- _Problem description_:
The line containing "jnf, line 25: This method is perfect." marks the end: restate word for word every line from the first line of the entries below through that one.

- _Stored data entries_:
================================
PR #12, opened 2015-05-31
Bank Account - Lunch Version

brittinator:
Bank Account - Lunch, Please run bank_account.rb from the root folder.  No gems required.

In the specs, I tried not to repeat myself, but I still made a number of bank account instances.  Writing the first few specs are hard because there's not code to talk about, but I tried to start simple and work up to more complex tests.  I used inheritance for similar attributes/methods as much as I could, but if there's some that I missed please let me know.


lib/bank_account/account.rb
```diff
@@ -0,0 +1,29 @@
+module BankAccount
+  class Account
+    attr_reader :balance
+
+    def initialize(id, initial_balance)
+      # cannot start a bank account with a negative balance
+      raise ArgumentError, "Invalid amount." if initial_balance < 0
```
jnf, line 7: Awesome. Good pattern: doing verification before doing work. Well done.

lib/bank_account/account.rb
```diff
@@ -0,0 +1,29 @@
...
+      @balance = initial_balance
+      @account_id = id
+    end
+
+    def withdraw(amount)
```
jnf, line 12: You could DRY up this method a bit by leveraging a guard clause like...

``` ruby
def withdraw(amount)
  # the puts is nice, but not requried. In the future, we'd use the `warn` method
  if amount < @balance
    puts "..."
    return @balance 
  end

  # this expression returns the result of the operation,
  # and since it's the last line of the method, that result is the implicit return value
  @balance -= amount
end
```

lib/bank_account/account.rb
```diff
@@ -0,0 +1,29 @@
...
+        return @balance
+      else
+        @balance -= amount
+        puts "You balance is: $#{@balance}."
+        return @balance
+      end
+    end # withdraw
+
+    def deposit(amount)
+       return @balance += amount
```
jnf, line 25: This method is perfect.

lib/bank_account/checking_account.rb
```diff
@@ -0,0 +1,46 @@
...
+    def withdraw(amount)
+
+      if amount > @balance
+        puts "Invalid. That amount is greater than your account balance."
+      else
+        super
+        new_balance = @balance - 1 # $1 transaction fee tacked on
+        @balance = new_balance
+      end
+      return @balance
```
jnf, line 19: Your use of `super` is spot on here, but I think you could do without the `new_balance` local variable. This is also a good candidate for a guard clause like in my comment above.

lib/bank_account/saving_account.rb
```diff
@@ -0,0 +1,30 @@
+module BankAccount
+  class SavingAccount < Account
+
+    def initialize(id, initial_balance)
```
jnf, line 4: The comment's great, but if there's no difference between the two, you don't even have to include `initialize` here. Inheritance will bring the base class's intializer into this class. :)

lib/bank_account/saving_account.rb
```diff
@@ -0,0 +1,30 @@
...
+      super
+    end
+
+    def withdraw(amount)
+
+      # savings account cannot dip below $10
+      if @balance - amount < 10
+        puts "Your balance cannot be less than $10 in your savings account."
+      else
+        super
```
jnf, line 15: Excellent user of `super` here. You identified what the varying behavior is (minimum balance requirement) and handled the logic well. Great job.

spec/lib/bank_account/account_spec.rb
```diff
@@ -0,0 +1,44 @@
...
+    end
+
+    let (:neg_account) {BankAccount::Account.new(20, -100)}
+
+    it '#self.new with a negative balance raises an ArgumentError' do
+      expect{neg_account}.to raise_error(ArgumentError, "Invalid amount.")
+    end
+  end # context
+
+  let(:account) {BankAccount::Account.new(20, 100)}
```
jnf, line 18: I almost missed this line when I was reading the spec. Generally, `let`s should be right at the top of the relevant `describe`/`context` block.

spec/lib/bank_account/account_spec.rb
```diff
@@ -0,0 +1,44 @@
...
+      expect(account.deposit(20)).to eq(120)
+    end
+  end # deposit
+
+  context "#balance" do
+    it "returs current account balance of 100" do
+      expect(account.balance).to eq(100)
+    end
+  end
+
```
jnf, line 43: Since all the tests are against the same object (using the same `let`), you probably don't need to isolate them into `context` blocks. Doesn't break anything, of course, it's just unnecessary hierarchy.

lib/bank_account/account.rb
```diff
@@ -0,0 +1,29 @@
+module BankAccount
+  class Account
+    attr_reader :balance
```
jnf, line 3: yay attr_reader!

spec/lib/bank_account/checking_account_spec.rb
```diff
@@ -0,0 +1,65 @@
...
+  end # withdraw_using_check
+
+  context "#reset_checks" do
+      let(:checker) {BankAccount::CheckingAccount.new(123, 5_000)}
+
+    it "resets the check counter back to zero" do
+      5.times do
+        checker.withdraw_using_check(200)
+      end
+      expect(checker.reset_checks).to eq(0)
```
jnf, line 61: I like this test! It'd be worth explaining with either a comment or another `expect` why the `5.times` iterator is relevant to the spec.

jnf:
Great job on this project. Most of my comments are just about organization and clarity; you handled the implementation and requirements really well. Have a look at my comments and let me know if you have any questions or concerns. :)

spec/lib/bank_account/account_spec.rb
brittinator, line 18: Thanks Jeremy, that's definitely good to know.

spec/lib/bank_account/account_spec.rb
brittinator, line 43: Also good to know.  I was wondering about how many levels to add for explanation.

spec/lib/bank_account/checking_account_spec.rb
brittinator, line 61: Oh yeah, I didn't even think about how this makes no sense by just looking at contexts and it blocks

lib/bank_account/account.rb
brittinator, line 12: Oh yeah, ordering helps in this case!

brittinator:
Thanks Jeremy, your comments are very helpful.  I'll try and bring forward the spec ordering into further projects, and look for squelchy code that may be done cleaner.

PR #14, opened 2015-06-01
Breakfast BankAccounts

ktrops:
Here's my breakfast version of BankAccounts.


lib/bank_account/checking_account.rb
```diff
@@ -0,0 +1,36 @@
...
+    if @balance - amount <= 0
+      puts "You cannot withdraw THAT much money."
+    else
+      @balance -= amount
+    end
+    return @balance
+    end
+
+    def withdraw_using_check(amount)
+      @checks += 1
```
kariabancroft, line 16: This is a lot of hard-code values, so this would be a great place to use constants

lib/bank_account/account.rb
```diff
@@ -0,0 +1,38 @@
...
+      end
+      return @balance
+    end
+
+    def deposit(amount)
+      @balance += amount
+      return @balance
+    end
+
+    def balance
```
kariabancroft, line 30: Since you're using an instance variable called `@balance` you could use an `attr_reader` for this variable and then you don't need a separate method

lib/bank_account/checking_account.rb
```diff
@@ -0,0 +1,36 @@
+module BankAccount 
+  class CheckingAccount < Account
+    attr_accessor :checks
+
+    def withdraw(amount)
+    amount += 1
```
kariabancroft, line 6: Watch your indentation in this method

lib/bank_account/account.rb
```diff
@@ -0,0 +1,38 @@
+module BankAccount
+
+  class Account
+
+    def initialize(id, initial_balance)
+      @id = id
```
kariabancroft, line 6: Do you use this `@id` variable anywhere?

spec/lib/checking_account_spec.rb
```diff
@@ -0,0 +1,56 @@
...
+
+    it "knows about init from parent class" do
+      expect(BankAccount::CheckingAccount).to respond_to :new
+    end
+  end
+
+  context "withdraw methods methods" do
+    let(:checking_account) {BankAccount::CheckingAccount.new(6, 600)}
+
+    it "withdraws correct amount + $1" do
```
kariabancroft, line 15: Would use "fee" in your `it` descriptor rather than `$1` so that if the fee amount changed you wouldn't have to change your test

spec/lib/checking_account_spec.rb
```diff
@@ -0,0 +1,56 @@
...
+    it "will not let your accout be <= 0" do
+      expect(checking_account.withdraw(599)).to eq 600
+    end
+
+    it "#withdraw_using_check" do
+      expect(checking_account.withdraw_using_check(50)).to eq 550
+    end
+
+    it "withdraw_using_check withdraws the fee after using 3 checks" do
+      3.times do |count|
```
kariabancroft, line 28: This is great! I like that it's checking the checks amount every time

spec/lib/checking_account_spec.rb
```diff
@@ -0,0 +1,56 @@
...
+describe BankAccount::CheckingAccount do 
+  
+  context "CheckingAccount" do
+
+    it "knows about init from parent class" do
+      expect(BankAccount::CheckingAccount).to respond_to :new
+    end
+  end
+
+  context "withdraw methods methods" do
```
kariabancroft, line 12: Consider re-phrasing to just use "withdraw methods"

spec/lib/savings_account_spec.rb
```diff
@@ -0,0 +1,43 @@
+require 'spec_helper.rb'
```
kariabancroft, line 1: Nice use of the `let` statement throughout all of your tests

spec/lib/savings_account_spec.rb
```diff
@@ -0,0 +1,43 @@
...
+      expect{(BankAccount::SavingsAccount.new(3, 5))}.to raise_exception(ArgumentError)
+    end
+  
+  end
+
+  context "balance" do
+
+    let(:savings_account) {BankAccount::SavingsAccount.new(4, 150)}
+
+    it "withdraws the correct amount + $2" do
```
kariabancroft, line 22: Would also recommend not using specific $ amounts in these tests in case the fee ever changes.

kariabancroft:
Nice job on this - your base Account class is well designed and that design propagates nicely throughout all of the subclasses. Tests are well-designed but I would recommend removing the use of specific fees in your tests in the case that the fee amounts would ever change.

lib/bank_account/account.rb
ktrops, line 30: Oh, that makes sense.

spec/lib/checking_account_spec.rb
ktrops, line 12: I think this was a typo?

ktrops:
Thanks @kariabancroft !

PR #15, opened 2015-06-01
Completed BankAccounts project to breakfast level

lindseyreno:
I completed the BankAccounts project to the breakfast level.  I started working on lunch and got through the first 5 bullet points.  Currently when I run rspec I have 22 examples and 1 failure which is the spec I wrote to work on the 6th bullet point of lunch.


lib/bankaccounts/account.rb
```diff
@@ -0,0 +1,37 @@
+module BankAccounts
+
+  class Account
+    attr_accessor :id, :balance
+
+    def initialize(id, initial_balance)
+      # raises an error if initial_balance is negative
+      if initial_balance < 0
+        raise ArgumentError.new("Only positive initial balances allowed")
```
Elffers: :+1: Alternatively, you can also just say `raise ArgumentError, "Only positive ..."` instead of actually creating an instance of ArgumentError.

lib/bankaccounts/account.rb
```diff
@@ -0,0 +1,37 @@
...
+    end
+
+    def withdraw(amount)
+      # does not allow the account to go negative
+      # will output a warning message and return the original un-modified balance
+      if amount > @balance
+        puts "You can't withdraw what you don't have..."
+      else
+      # the input amount gets taken out of the account as result of an ATM transaction
+        @balance = @balance - amount
```
Elffers: Style tip: You can also say `@balance -= amount`, which does the same thing as line 23. Similarly, if you wanted to add something to a variable and reassign the new value to the same variable, you can do `foo += amount`

lib/bankaccounts/account.rb
```diff
@@ -0,0 +1,37 @@
...
+      end
+      # return value should be the updated account balance
+      return @balance
+    end
+
+    def deposit(amount)
+    # adds the input amount to the account balance as a result of an ATM transaction
+      @balance = @balance + amount
+    # return value should be the updated account balance
+      return @balance
```
Elffers, line 33: Ruby does implicit returns, so no need to actually say `return` here; just `@balance` will work.

lib/bankaccounts/checking_account.rb
```diff
@@ -0,0 +1,47 @@
+module BankAccounts
+
+  class CheckingAccount < Account
+      # attr_accessor :check_count
```
Elffers: This should be uncommented, otherwise you won't be able to read this instance variable or set it to a new value (such as in `reset_checks`).

spec/lib/checking_account_spec.rb
```diff
@@ -0,0 +1,42 @@
+require 'spec_helper'
+
```
Elffers: Due to Rspec magic (see the first paragraph of your `spec_helper.rb` file), you shouldn't have to include this `require 'spec_helper'` line. Doesn't hurt, but just FYI :)

spec/lib/account_spec.rb
```diff
@@ -0,0 +1,33 @@
+require 'spec_helper'
```
Elffers: Due to Rspec magic (see the first paragraph of your `spec_helper.rb` file), you shouldn't have to include this `require 'spec_helper'` line. Doesn't hurt, but just FYI :)

spec/lib/account_spec.rb
```diff
@@ -0,0 +1,33 @@
...
+
+describe BankAccounts::Account do
```
Elffers: If you want to avoid having to type out `BankAccounts::Account` everywhere, you can wrap the whole file in `module BankAccount`, the same way you did your classes, and everything should be namespaced properly. That is, 

```
module BankAccounts
   describe Account do
     ...
    end
end
```

lib/bankaccounts/checking_account.rb
```diff
@@ -0,0 +1,47 @@
...
+      # each withdrawal 'transaction' incurs a fee of $1 that is taken out of the balance.
+      # returns the updated account balance.
+      end
+      return @balance
+    end
+
+    def withdraw_using_check(amount)
+      # allows the account to go into overdraft up to -$10 but not any lower
+      # allowed three free check uses in one month, but any subsequent use adds a $2 transaction fee
+      fee = (@check_count <= 3) ? 0 : 2
```
Elffers, line 29: Nice use of the ternary operator! :clap:

lib/bankaccounts/savings_account.rb
```diff
@@ -0,0 +1,39 @@
+module BankAccounts
+
+  class SavingsAccount < Account # inherits from Account class
+
+    def initialize(id, initial_balance)
+      super
+      # raises an error if initial_balance is less than 10
+      if initial_balance < 10
+        raise ArgumentError.new("Initial balances must be at least 10")
+      end
```
Elffers, line 10: Good logic :+1: Suggestion: Have you thought about extracting this into a separate method that can be called from `initialize`?

spec/lib/account_spec.rb
```diff
@@ -0,0 +1,33 @@
...
+
+  it "returns updated balance of 120 with deposit of 20" do
+    expect(@account.deposit(20)).to eq(120)
+  end
+
+  it "returns current balance of 100" do
+    expect(@account.balance).to eq(100)
+  end
+
+end
```
Elffers, line 40: Generally, I would recommend organizing your tests per method, which you can group using `context` or `describe` blocks. So for example, you'd have `describe "#withdraw" do` with all tests within that scope that would call the `#withdraw` method. The description in the `it` block should also not be specific to the details of your test data. So rather than saying:

```
it "returns 70 when withdrawing 30" do
```

you might say something more generic like 

```
describe '#withdraw' do
  it "deducts the given amount from the account balance" do
    account.withdraw 10
    expect(account.balance).to eq 70
  end
end
```

That way, if you ever decide to change the numbers or add more tests, the description is still applicable.

Basically, you want your test's description to match your test's assertion.

spec/lib/checking_account_spec.rb
```diff
@@ -0,0 +1,42 @@
...
+    expect(@checking_account.withdraw_using_check(115)).to eq(100)
+  end
+
+  it "returns -5 when when withdrawing 105 by check" do
+    expect(@checking_account.withdraw_using_check(105)).to eq(-5)
+  end
+
+  #The user is allowed three free check uses in one month, but any subsequent use adds a $2 transaction fee
+  it "returns 58 after 4 #withdraw_using_check(10)" do
+      expect(4.times {@checking_account.withdraw_using_check(10)}).to eq(58)
```
Elffers: I would have the setup evaluated before you set up your expectation, so that it is clear what you are trying to assert in your test. e.g., 

```
it "deducts a transaction fee after max number of free checks are used" do
  4.times do
     account.withdraw_using_check 10
  end
  expect(acccount.balance).to eq 58
end
```

spec/lib/checking_account_spec.rb
```diff
@@ -0,0 +1,42 @@
...
+
+describe BankAccounts::CheckingAccount do
+
+  it "responds to #new" do
+    expect(BankAccounts::CheckingAccount).to respond_to :new
+  end
+
+  before :each do
+    @checking_account = BankAccounts::CheckingAccount.new("Name", 100)
+  end
```
Elffers: Rather than use an instance variable, you can use a `let` block to access objects set to variables. E.g., 

```
let(:checking_account) { BankAccounts::CheckingAccount.new("Name", 100) }
```

This allows you to access the variable `checking_account` in any test within the scope of your describe block.

lib/bankaccounts/checking_account.rb
```diff
@@ -0,0 +1,47 @@
...
+    end
+
+    def withdraw(amount)
+      # does not allow the account to go negative.
+      # will output a warning message and return the original un-modified balance
+      if amount > @balance
+        puts "You can't withdraw what you don't have..."
+      else
+      # the input amount gets taken out of the account as result of an ATM transaction.
+        @balance = @balance - (amount + 1)
```
Elffers: You may consider extracting the idea of a transaction fee, so that your code is more readable.

PR #103, opened 2019-05-08
Block Posts: Allow to select a post type

igmoweb:
Hi.

This might be too much code for a PR coming from an unknown person :). I was trying to find some block plugin that could list posts with different layouts but that could also accept different types of post types. I came across with this plugin and it works great (nice work!) but I'm still missing that Post Type selector that could retrieve posts from another post type so here I am to try to solve this.

I tried also to create my own plugin but then I thought to create a PR against this one so it can be maintained by someone more focused on it.

The PR adds several changes to the Blog Post block:

- It fixes a nasty error that was totally stopping Gutenberg to work when the block is added for the first time in a post. This was due to `latestPosts` `null` value while Gutenberg fetches posts in the background. There are more extra checks now so this case is more unlikely to happen (or impossible).

- It adds a new Post Type selector which displays all the post types registered in WP that are public, have a REST Endpoint and are different from `attachment`.

Captura de pantalla 2019-05-08 a las 16 37 51

- Expands the possibilities of filtering by taxonomies instead of just the category. There's a new `taxQuery` attribute that will handle all taxonomies selected.
Captura de pantalla 2019-05-08 a las 16 38 44

Edit_Post_‹_WordPress_Multisite_—_WordPress

These taxonomies are only those that are hierarchical (So I'm excluding tags), public and have a REST endpoint.

- Instead of a `Display Category` switch, I replaced it for a selector where the user can select what taxonomy to display above every post. Although can be a bit confusing for some users that don't understand what a taxonomy is, I think it made sense to display it this way.

Edit_Post_‹_WordPress_Multisite_—_WordPress

- The plugin is now exposing REST fields for every post type and I replaced `category_list` REST field for a `terms_list` instead, which makes more sense now but I had to rework it as it was returning HTML while I needed to return a list of terms grouped by taxonomy. The HTML is not inserted "Dangerously" now but it could cause some markup differences in some themes. This could be considered to merge this PR I guess.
================================
- _Solution_:
PR #12, opened 2015-05-31
Bank Account - Lunch Version

brittinator:
Bank Account - Lunch, Please run bank_account.rb from the root folder.  No gems required.

In the specs, I tried not to repeat myself, but I still made a number of bank account instances.  Writing the first few specs are hard because there's not code to talk about, but I tried to start simple and work up to more complex tests.  I used inheritance for similar attributes/methods as much as I could, but if there's some that I missed please let me know.


lib/bank_account/account.rb
```diff
@@ -0,0 +1,29 @@
+module BankAccount
+  class Account
+    attr_reader :balance
+
+    def initialize(id, initial_balance)
+      # cannot start a bank account with a negative balance
+      raise ArgumentError, "Invalid amount." if initial_balance < 0
```
jnf, line 7: Awesome. Good pattern: doing verification before doing work. Well done.

lib/bank_account/account.rb
```diff
@@ -0,0 +1,29 @@
...
+      @balance = initial_balance
+      @account_id = id
+    end
+
+    def withdraw(amount)
```
jnf, line 12: You could DRY up this method a bit by leveraging a guard clause like...

``` ruby
def withdraw(amount)
  # the puts is nice, but not requried. In the future, we'd use the `warn` method
  if amount < @balance
    puts "..."
    return @balance 
  end

  # this expression returns the result of the operation,
  # and since it's the last line of the method, that result is the implicit return value
  @balance -= amount
end
```

lib/bank_account/account.rb
```diff
@@ -0,0 +1,29 @@
...
+        return @balance
+      else
+        @balance -= amount
+        puts "You balance is: $#{@balance}."
+        return @balance
+      end
+    end # withdraw
+
+    def deposit(amount)
+       return @balance += amount
```
jnf, line 25: This method is perfect.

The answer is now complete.